» The problem: From the data underneath, reproduce exactly the stretch that begins at the line with "PR #215, opened 2026-05-01" and ends after the line with "So, ideally, here".

====

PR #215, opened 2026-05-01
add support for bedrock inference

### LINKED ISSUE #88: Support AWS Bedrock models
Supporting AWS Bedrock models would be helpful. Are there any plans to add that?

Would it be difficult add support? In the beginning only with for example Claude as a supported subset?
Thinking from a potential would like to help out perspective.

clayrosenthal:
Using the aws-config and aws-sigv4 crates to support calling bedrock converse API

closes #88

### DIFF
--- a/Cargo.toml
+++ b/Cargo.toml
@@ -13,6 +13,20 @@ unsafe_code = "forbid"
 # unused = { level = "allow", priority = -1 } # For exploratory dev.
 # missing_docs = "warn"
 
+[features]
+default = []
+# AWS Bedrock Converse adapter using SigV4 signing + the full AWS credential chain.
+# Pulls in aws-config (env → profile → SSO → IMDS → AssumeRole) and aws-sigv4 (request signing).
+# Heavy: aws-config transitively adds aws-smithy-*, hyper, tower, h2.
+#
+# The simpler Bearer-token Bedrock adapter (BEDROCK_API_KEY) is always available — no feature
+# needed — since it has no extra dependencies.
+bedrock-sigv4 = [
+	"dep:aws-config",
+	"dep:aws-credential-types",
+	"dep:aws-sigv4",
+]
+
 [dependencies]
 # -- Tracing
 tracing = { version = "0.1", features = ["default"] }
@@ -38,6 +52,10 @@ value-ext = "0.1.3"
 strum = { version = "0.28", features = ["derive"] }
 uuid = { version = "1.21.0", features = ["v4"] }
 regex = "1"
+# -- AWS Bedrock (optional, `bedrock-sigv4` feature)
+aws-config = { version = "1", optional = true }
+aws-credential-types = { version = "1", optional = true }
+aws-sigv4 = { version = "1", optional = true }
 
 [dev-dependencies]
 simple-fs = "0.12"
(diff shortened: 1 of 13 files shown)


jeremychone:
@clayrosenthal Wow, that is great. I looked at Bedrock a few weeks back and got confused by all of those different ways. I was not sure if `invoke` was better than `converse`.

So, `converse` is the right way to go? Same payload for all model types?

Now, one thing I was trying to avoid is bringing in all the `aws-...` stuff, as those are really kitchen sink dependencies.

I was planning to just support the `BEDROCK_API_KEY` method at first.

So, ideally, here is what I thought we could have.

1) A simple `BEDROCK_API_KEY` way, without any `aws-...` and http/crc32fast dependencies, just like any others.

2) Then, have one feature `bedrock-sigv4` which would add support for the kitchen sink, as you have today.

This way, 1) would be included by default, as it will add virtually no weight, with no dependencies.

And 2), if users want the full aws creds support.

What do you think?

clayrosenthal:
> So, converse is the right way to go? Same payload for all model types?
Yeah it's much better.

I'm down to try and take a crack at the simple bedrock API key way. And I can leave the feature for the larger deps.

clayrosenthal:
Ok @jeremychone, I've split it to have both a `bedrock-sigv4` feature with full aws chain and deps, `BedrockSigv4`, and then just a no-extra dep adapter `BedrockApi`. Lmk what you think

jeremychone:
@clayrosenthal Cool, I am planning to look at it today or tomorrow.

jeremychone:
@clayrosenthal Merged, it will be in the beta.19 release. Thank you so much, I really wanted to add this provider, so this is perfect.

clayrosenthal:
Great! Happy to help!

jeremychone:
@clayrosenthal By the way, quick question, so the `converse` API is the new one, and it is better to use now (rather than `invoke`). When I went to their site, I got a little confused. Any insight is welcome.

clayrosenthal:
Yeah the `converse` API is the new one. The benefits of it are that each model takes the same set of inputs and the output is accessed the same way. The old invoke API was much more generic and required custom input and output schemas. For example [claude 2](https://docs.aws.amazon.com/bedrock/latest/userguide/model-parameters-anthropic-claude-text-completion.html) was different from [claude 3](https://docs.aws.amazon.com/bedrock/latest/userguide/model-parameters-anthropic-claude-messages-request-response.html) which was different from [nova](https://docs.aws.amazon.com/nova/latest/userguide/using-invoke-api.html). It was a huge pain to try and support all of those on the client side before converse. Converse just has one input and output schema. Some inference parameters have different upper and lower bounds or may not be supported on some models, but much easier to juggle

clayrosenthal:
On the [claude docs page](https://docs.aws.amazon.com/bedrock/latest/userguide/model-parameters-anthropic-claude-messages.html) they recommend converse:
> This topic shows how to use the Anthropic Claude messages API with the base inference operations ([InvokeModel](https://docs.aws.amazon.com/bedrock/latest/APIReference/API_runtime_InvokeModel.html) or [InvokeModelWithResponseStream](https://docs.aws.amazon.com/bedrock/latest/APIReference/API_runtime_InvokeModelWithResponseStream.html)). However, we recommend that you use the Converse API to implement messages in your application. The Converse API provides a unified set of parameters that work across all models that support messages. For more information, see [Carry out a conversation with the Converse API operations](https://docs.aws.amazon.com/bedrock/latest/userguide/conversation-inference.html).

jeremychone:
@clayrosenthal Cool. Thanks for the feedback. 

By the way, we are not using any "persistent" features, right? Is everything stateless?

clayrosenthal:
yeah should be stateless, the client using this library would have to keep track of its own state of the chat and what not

====

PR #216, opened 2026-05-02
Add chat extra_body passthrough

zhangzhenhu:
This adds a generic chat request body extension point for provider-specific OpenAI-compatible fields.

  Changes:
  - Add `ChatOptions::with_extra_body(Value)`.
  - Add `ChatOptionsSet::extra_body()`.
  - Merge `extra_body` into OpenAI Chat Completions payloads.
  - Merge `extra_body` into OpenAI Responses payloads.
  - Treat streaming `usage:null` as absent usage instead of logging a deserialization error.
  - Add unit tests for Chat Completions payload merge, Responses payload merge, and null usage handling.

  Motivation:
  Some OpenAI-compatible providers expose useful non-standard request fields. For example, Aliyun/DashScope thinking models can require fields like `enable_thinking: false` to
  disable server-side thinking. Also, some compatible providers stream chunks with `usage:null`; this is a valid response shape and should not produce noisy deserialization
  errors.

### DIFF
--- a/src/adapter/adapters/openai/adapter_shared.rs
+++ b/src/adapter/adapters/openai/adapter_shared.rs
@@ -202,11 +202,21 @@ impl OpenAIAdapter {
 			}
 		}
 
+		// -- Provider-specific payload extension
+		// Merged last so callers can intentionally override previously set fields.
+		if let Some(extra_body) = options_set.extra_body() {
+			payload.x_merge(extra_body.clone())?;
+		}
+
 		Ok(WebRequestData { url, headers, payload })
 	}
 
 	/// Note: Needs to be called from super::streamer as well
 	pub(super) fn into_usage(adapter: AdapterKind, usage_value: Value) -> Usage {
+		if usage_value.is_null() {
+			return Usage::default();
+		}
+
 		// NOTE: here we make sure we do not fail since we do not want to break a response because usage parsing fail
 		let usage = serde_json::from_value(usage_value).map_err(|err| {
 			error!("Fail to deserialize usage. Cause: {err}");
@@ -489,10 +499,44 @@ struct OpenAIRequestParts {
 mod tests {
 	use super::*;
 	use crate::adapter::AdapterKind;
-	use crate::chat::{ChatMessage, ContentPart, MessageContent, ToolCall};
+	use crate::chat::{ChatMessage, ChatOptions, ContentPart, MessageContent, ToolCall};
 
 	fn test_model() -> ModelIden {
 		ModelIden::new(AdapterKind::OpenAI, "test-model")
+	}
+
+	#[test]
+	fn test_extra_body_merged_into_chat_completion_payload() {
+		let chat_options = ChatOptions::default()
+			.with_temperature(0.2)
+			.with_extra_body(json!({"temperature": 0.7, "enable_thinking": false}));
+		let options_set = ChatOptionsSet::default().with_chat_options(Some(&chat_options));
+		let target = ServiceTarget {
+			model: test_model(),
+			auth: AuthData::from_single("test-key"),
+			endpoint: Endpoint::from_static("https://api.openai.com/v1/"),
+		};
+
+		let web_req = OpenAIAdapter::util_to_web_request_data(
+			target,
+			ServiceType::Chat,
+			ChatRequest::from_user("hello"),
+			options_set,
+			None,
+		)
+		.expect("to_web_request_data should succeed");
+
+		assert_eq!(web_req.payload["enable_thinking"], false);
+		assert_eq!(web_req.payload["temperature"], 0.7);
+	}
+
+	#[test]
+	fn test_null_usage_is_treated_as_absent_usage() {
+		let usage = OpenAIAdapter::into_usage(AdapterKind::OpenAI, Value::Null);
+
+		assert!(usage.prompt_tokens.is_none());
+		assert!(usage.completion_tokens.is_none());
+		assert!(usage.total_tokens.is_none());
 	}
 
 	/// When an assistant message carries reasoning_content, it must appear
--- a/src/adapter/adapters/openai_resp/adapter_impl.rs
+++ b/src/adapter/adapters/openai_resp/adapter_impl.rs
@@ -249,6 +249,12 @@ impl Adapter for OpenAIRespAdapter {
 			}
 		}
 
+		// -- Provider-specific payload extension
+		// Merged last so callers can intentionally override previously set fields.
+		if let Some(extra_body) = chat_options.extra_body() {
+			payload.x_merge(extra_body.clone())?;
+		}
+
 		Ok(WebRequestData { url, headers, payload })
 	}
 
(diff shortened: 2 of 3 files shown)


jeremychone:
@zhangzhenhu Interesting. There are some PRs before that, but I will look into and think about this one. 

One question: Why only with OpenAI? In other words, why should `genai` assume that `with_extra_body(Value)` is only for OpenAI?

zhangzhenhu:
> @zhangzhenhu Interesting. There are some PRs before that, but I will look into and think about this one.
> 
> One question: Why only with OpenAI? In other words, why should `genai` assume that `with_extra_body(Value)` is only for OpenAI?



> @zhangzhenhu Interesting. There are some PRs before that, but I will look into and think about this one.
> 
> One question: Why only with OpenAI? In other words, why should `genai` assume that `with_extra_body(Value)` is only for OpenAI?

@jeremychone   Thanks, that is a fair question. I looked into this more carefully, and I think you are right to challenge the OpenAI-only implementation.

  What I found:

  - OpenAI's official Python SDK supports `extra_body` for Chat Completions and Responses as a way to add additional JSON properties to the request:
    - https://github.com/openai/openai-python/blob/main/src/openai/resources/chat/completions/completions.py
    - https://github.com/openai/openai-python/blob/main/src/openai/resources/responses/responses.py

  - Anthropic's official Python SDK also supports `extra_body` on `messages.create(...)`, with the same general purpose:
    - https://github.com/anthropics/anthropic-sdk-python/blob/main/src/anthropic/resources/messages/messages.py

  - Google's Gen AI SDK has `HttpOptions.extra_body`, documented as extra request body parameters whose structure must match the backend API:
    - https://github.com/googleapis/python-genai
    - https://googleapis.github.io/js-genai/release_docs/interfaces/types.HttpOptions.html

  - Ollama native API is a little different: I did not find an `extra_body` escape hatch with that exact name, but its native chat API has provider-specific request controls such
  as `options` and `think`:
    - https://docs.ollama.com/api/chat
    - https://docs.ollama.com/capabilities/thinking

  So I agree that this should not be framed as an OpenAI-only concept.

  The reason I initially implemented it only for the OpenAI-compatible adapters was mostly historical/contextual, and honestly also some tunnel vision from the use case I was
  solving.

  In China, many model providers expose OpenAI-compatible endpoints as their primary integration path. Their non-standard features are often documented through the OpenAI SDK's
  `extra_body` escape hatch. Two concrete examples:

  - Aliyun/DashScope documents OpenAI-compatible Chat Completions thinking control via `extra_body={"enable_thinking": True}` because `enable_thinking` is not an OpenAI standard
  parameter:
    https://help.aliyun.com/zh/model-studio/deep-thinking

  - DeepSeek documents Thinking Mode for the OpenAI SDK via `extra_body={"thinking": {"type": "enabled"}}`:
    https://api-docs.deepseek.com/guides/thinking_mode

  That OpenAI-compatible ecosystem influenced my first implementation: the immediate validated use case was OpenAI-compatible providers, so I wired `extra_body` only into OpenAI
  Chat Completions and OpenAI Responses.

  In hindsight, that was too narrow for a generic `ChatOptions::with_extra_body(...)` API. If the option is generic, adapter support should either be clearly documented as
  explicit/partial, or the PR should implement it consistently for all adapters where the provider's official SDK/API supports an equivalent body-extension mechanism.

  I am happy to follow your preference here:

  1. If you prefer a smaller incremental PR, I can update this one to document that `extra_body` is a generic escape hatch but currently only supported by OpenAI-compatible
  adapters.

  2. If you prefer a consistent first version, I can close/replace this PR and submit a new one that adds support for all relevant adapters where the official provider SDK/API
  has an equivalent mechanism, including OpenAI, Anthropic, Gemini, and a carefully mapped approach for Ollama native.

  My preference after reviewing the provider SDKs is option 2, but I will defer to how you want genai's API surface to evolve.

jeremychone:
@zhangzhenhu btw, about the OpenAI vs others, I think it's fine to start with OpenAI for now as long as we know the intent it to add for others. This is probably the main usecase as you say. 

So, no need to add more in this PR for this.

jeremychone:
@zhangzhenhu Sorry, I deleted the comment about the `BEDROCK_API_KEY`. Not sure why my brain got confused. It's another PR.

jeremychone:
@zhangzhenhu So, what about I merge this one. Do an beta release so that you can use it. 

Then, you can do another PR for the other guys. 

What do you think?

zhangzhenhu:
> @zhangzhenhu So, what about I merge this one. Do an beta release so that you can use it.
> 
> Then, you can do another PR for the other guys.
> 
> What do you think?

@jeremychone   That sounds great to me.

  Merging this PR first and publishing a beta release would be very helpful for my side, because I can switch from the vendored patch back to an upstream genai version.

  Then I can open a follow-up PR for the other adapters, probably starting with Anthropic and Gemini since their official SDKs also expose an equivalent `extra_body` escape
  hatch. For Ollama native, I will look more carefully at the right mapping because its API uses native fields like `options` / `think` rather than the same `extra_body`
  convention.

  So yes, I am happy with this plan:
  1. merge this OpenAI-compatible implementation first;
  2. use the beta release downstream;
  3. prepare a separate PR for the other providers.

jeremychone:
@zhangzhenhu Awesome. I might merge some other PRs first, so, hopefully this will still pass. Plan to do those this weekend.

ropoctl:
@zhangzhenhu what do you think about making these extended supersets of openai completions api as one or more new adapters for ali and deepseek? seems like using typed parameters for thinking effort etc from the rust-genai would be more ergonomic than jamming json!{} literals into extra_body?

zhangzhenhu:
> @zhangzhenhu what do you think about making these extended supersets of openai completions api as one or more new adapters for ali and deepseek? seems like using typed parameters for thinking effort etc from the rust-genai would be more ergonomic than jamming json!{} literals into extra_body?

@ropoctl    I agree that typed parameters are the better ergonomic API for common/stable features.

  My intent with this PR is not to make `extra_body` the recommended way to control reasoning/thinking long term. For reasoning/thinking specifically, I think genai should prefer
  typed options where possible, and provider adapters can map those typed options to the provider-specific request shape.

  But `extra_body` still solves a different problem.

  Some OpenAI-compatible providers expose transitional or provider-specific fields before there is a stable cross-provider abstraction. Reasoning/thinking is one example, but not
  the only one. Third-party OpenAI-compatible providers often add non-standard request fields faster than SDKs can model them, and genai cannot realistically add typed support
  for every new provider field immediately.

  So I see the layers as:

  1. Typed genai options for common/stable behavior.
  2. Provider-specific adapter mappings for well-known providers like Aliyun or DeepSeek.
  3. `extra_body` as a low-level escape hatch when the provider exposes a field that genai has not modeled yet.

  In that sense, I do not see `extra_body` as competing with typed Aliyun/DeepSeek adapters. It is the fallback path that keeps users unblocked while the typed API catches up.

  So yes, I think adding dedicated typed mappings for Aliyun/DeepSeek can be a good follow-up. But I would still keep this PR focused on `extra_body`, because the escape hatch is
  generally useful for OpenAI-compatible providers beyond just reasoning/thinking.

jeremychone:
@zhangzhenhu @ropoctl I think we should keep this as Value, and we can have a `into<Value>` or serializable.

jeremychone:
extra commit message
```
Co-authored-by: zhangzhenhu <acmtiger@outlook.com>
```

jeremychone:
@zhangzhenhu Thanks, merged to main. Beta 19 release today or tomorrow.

====

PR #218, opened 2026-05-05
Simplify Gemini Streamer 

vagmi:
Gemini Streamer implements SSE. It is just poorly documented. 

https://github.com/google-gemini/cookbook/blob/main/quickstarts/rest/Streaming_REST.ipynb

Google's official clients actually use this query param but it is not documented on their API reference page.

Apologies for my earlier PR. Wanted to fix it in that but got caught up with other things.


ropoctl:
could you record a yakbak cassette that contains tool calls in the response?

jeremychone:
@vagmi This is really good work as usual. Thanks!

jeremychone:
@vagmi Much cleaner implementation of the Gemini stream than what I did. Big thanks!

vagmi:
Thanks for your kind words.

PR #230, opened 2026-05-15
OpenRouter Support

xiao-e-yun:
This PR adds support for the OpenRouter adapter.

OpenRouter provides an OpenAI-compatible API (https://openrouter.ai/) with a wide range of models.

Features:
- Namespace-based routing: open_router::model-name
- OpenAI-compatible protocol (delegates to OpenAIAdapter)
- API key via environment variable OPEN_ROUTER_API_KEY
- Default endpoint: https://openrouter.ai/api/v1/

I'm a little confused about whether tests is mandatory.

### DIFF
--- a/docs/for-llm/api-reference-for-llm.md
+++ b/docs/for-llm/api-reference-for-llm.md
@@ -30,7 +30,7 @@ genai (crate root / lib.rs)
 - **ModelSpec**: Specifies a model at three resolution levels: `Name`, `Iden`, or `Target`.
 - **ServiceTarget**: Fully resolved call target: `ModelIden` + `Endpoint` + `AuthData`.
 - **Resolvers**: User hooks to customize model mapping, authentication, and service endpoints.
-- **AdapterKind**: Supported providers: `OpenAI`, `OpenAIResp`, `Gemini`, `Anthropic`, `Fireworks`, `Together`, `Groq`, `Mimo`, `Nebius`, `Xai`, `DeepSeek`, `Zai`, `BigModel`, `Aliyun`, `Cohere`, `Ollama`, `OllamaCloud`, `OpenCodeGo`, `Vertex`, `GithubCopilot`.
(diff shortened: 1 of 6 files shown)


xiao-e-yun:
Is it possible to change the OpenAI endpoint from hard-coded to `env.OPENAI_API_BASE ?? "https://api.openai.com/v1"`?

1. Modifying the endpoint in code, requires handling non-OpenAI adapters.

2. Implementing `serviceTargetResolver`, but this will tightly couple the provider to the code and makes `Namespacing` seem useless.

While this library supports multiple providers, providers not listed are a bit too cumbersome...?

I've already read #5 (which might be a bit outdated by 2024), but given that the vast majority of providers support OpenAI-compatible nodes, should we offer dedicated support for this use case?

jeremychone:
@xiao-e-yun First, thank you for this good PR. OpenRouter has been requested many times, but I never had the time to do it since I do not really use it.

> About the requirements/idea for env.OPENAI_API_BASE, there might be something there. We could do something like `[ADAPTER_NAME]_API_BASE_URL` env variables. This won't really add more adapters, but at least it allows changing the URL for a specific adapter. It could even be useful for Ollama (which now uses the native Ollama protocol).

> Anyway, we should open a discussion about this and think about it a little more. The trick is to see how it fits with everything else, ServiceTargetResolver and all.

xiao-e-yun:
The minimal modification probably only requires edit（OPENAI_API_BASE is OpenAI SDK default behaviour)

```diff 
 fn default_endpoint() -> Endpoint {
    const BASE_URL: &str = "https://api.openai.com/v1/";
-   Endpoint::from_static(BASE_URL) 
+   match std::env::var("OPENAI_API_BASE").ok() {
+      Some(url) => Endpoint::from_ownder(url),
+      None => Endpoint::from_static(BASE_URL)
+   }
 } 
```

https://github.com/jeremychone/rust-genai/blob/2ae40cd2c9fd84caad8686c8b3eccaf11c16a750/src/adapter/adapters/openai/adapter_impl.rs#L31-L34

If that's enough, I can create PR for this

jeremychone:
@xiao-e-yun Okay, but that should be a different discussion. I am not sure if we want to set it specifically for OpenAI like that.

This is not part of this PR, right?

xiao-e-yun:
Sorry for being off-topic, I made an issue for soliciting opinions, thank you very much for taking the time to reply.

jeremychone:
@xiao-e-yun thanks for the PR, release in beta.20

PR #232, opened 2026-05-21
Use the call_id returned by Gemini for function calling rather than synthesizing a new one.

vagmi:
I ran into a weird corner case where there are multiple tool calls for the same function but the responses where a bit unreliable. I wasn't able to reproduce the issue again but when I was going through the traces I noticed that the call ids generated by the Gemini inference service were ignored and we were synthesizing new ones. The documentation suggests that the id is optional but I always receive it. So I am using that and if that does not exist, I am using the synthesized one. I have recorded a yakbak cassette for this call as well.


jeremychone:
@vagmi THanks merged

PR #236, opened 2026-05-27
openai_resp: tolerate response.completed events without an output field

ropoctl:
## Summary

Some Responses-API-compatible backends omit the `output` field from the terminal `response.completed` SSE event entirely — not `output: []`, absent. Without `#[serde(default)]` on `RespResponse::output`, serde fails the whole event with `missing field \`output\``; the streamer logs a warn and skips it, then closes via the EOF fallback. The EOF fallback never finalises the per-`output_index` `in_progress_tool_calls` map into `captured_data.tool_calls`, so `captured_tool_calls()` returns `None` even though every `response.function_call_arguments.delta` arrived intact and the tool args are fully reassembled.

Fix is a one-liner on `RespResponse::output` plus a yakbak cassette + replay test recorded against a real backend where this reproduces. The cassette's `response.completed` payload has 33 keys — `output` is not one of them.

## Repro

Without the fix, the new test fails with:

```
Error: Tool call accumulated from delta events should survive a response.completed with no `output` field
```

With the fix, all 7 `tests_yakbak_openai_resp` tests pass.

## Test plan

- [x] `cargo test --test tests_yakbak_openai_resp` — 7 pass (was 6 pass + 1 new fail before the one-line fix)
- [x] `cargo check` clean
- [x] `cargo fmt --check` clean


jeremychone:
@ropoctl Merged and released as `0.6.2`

====

» Task answer:
PR #215, opened 2026-05-01
add support for bedrock inference

### LINKED ISSUE #88: Support AWS Bedrock models
Supporting AWS Bedrock models would be helpful. Are there any plans to add that?

Would it be difficult add support? In the beginning only with for example Claude as a supported subset?
Thinking from a potential would like to help out perspective.

clayrosenthal:
Using the aws-config and aws-sigv4 crates to support calling bedrock converse API

closes #88

### DIFF
--- a/Cargo.toml
+++ b/Cargo.toml
@@ -13,6 +13,20 @@ unsafe_code = "forbid"
 # unused = { level = "allow", priority = -1 } # For exploratory dev.
 # missing_docs = "warn"
 
+[features]
+default = []
+# AWS Bedrock Converse adapter using SigV4 signing + the full AWS credential chain.
+# Pulls in aws-config (env → profile → SSO → IMDS → AssumeRole) and aws-sigv4 (request signing).
+# Heavy: aws-config transitively adds aws-smithy-*, hyper, tower, h2.
+#
+# The simpler Bearer-token Bedrock adapter (BEDROCK_API_KEY) is always available — no feature
+# needed — since it has no extra dependencies.
+bedrock-sigv4 = [
+	"dep:aws-config",
+	"dep:aws-credential-types",
+	"dep:aws-sigv4",
+]
+
 [dependencies]
 # -- Tracing
 tracing = { version = "0.1", features = ["default"] }
@@ -38,6 +52,10 @@ value-ext = "0.1.3"
 strum = { version = "0.28", features = ["derive"] }
 uuid = { version = "1.21.0", features = ["v4"] }
 regex = "1"
+# -- AWS Bedrock (optional, `bedrock-sigv4` feature)
+aws-config = { version = "1", optional = true }
+aws-credential-types = { version = "1", optional = true }
+aws-sigv4 = { version = "1", optional = true }
 
 [dev-dependencies]
 simple-fs = "0.12"
(diff shortened: 1 of 13 files shown)


jeremychone:
@clayrosenthal Wow, that is great. I looked at Bedrock a few weeks back and got confused by all of those different ways. I was not sure if `invoke` was better than `converse`.

So, `converse` is the right way to go? Same payload for all model types?

Now, one thing I was trying to avoid is bringing in all the `aws-...` stuff, as those are really kitchen sink dependencies.

I was planning to just support the `BEDROCK_API_KEY` method at first.

So, ideally, here is what I thought we could have.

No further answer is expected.